*** GIVEN RECORDS ***
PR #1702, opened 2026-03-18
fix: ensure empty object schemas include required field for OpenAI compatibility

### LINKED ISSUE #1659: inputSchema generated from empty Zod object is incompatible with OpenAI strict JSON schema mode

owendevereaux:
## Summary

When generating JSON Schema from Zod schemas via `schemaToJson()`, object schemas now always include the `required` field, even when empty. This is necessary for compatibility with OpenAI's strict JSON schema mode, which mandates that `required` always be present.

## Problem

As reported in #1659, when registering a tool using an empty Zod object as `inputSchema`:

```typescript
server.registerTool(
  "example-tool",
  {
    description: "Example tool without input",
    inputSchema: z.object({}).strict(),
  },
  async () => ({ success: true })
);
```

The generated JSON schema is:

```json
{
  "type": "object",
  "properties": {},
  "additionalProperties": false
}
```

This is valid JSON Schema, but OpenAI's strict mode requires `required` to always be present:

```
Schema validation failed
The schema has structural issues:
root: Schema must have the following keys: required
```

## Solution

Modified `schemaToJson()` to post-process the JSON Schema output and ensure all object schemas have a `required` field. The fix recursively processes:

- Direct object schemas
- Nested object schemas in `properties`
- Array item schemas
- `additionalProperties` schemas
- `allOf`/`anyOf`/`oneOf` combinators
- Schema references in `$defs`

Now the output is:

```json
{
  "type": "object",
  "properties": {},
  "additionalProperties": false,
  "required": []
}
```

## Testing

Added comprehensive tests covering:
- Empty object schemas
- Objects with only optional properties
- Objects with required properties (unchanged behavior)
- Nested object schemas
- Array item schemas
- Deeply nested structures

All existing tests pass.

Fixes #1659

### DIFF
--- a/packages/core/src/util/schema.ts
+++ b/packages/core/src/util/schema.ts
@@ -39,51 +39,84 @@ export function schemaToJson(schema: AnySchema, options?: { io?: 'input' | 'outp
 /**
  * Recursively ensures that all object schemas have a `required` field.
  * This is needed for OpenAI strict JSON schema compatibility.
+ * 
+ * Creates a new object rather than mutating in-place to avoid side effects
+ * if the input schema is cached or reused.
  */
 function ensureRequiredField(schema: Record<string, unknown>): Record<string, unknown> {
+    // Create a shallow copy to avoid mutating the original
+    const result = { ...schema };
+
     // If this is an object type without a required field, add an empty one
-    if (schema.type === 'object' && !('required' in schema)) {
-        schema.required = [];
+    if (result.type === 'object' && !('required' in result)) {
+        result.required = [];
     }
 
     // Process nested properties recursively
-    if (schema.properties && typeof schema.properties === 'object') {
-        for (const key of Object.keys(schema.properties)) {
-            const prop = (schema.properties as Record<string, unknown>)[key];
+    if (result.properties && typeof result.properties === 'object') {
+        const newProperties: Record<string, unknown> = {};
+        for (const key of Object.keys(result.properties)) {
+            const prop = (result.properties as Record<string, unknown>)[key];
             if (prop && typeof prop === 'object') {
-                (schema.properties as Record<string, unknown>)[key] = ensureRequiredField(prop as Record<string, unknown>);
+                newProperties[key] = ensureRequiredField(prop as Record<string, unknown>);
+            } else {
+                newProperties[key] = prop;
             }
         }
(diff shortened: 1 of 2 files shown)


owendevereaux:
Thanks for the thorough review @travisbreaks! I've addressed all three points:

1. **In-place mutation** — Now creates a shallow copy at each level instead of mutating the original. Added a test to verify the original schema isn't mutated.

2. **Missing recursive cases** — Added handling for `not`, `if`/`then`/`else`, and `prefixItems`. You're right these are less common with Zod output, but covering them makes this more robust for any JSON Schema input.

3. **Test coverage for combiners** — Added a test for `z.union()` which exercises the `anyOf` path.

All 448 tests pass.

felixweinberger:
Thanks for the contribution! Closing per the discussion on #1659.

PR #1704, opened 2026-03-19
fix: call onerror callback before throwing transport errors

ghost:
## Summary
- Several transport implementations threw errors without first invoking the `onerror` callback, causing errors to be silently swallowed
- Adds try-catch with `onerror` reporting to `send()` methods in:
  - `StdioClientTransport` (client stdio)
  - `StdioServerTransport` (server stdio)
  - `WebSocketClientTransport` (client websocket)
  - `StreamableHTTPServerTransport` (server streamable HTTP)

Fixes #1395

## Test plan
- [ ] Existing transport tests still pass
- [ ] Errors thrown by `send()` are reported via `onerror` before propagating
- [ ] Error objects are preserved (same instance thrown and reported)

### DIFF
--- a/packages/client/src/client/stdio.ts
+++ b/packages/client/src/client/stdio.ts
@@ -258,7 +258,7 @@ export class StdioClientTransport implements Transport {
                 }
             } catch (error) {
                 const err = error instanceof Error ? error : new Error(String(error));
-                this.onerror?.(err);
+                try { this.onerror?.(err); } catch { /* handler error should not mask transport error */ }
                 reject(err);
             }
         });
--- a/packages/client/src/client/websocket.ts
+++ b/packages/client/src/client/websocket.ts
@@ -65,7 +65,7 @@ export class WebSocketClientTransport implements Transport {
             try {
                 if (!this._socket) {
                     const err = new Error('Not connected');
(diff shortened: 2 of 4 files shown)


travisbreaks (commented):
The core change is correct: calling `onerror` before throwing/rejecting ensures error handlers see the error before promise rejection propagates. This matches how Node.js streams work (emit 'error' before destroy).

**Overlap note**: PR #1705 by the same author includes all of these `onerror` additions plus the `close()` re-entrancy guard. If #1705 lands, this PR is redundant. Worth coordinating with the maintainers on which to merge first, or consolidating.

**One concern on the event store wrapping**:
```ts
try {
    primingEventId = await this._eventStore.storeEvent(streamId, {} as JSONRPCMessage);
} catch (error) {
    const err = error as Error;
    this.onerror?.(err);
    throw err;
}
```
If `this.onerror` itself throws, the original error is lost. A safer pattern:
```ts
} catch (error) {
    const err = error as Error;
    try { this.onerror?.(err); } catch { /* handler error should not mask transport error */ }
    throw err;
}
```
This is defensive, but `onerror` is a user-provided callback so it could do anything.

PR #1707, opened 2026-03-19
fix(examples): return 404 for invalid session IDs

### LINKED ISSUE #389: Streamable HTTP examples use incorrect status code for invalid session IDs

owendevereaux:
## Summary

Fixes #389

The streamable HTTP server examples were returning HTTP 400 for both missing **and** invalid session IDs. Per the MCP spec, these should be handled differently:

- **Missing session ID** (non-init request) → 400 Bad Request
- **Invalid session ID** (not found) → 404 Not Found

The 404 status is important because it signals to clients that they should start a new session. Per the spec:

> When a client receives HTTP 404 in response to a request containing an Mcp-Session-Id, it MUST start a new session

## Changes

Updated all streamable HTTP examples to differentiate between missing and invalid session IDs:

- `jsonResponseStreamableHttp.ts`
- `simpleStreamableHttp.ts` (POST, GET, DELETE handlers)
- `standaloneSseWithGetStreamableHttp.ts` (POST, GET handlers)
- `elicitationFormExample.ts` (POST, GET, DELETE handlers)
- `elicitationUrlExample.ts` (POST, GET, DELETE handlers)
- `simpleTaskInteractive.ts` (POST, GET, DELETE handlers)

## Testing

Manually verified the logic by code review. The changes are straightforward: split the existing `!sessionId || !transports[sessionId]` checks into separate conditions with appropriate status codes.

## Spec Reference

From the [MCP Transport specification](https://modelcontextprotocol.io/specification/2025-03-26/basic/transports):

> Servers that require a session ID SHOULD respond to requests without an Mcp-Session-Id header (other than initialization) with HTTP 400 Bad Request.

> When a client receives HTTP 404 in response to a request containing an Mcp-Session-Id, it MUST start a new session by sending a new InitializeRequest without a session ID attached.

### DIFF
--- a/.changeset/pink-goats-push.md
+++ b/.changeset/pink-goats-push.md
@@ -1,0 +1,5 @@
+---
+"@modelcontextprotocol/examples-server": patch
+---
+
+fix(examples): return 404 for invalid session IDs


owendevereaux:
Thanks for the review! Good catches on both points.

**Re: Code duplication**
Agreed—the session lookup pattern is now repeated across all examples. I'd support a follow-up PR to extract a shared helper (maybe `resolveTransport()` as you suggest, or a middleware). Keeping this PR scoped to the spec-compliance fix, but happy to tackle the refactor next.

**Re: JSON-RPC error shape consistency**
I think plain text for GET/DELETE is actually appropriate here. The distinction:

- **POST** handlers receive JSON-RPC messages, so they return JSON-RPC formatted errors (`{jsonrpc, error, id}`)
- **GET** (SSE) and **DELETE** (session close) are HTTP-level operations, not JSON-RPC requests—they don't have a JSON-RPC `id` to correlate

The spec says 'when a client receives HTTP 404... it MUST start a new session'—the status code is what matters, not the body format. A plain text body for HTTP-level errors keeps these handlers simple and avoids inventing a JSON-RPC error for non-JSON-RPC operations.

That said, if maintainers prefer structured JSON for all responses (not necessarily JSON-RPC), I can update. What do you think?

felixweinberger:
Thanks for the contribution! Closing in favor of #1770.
*** End of GIVEN RECORDS ***
*** GIVEN RECORDS ***
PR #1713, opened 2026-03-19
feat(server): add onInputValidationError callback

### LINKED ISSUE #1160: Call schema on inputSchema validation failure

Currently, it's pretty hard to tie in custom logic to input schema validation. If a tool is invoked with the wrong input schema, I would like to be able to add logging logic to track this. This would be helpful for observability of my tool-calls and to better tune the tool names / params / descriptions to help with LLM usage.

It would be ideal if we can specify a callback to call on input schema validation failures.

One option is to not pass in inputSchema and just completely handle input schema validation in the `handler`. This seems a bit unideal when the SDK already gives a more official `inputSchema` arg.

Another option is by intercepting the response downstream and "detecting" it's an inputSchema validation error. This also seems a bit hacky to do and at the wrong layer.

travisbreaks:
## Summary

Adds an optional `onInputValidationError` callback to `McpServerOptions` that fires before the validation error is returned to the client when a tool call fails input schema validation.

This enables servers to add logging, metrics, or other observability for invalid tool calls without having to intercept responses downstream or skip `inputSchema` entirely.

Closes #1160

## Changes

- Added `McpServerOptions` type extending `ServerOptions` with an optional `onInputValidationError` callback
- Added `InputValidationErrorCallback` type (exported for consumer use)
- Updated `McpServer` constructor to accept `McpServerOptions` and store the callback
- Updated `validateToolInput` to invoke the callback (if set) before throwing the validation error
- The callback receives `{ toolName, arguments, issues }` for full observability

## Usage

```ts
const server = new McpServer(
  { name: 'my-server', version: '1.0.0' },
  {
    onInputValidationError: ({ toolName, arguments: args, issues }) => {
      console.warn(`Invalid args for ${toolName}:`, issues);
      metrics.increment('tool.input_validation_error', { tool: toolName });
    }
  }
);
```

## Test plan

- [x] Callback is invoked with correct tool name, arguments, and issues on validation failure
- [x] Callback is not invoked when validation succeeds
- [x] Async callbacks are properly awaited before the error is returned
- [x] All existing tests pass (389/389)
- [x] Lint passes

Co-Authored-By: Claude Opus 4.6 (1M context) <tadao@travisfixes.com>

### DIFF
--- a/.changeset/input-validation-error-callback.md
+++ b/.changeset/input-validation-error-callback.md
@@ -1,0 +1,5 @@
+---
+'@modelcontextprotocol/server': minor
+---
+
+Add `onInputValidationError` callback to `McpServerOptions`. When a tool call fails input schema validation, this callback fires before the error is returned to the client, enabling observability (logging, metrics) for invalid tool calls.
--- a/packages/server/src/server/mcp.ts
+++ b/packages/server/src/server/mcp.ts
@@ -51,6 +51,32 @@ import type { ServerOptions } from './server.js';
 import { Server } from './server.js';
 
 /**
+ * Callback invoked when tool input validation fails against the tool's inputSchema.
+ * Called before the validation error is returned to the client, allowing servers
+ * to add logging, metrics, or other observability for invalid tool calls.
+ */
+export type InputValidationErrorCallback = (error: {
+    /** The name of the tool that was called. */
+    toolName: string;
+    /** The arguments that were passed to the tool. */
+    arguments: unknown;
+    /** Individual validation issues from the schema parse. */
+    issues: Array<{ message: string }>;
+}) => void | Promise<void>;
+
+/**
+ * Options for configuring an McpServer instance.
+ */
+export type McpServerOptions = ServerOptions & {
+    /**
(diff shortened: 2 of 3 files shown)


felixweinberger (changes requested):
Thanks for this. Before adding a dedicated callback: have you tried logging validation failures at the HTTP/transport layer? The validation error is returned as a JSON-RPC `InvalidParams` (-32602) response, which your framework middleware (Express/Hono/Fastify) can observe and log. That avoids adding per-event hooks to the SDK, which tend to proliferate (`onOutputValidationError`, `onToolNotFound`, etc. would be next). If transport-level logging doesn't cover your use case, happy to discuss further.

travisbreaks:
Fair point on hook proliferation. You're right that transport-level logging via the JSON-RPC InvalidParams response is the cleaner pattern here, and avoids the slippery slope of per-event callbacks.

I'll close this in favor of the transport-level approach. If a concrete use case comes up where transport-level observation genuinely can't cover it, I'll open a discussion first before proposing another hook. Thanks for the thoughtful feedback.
*** End of GIVEN RECORDS ***
:: WORK TO COMPLETE ::
Among the entries above, count every line containing the string "reported". Your reply must be that number alone.

:: WRITTEN SOLUTION ::
3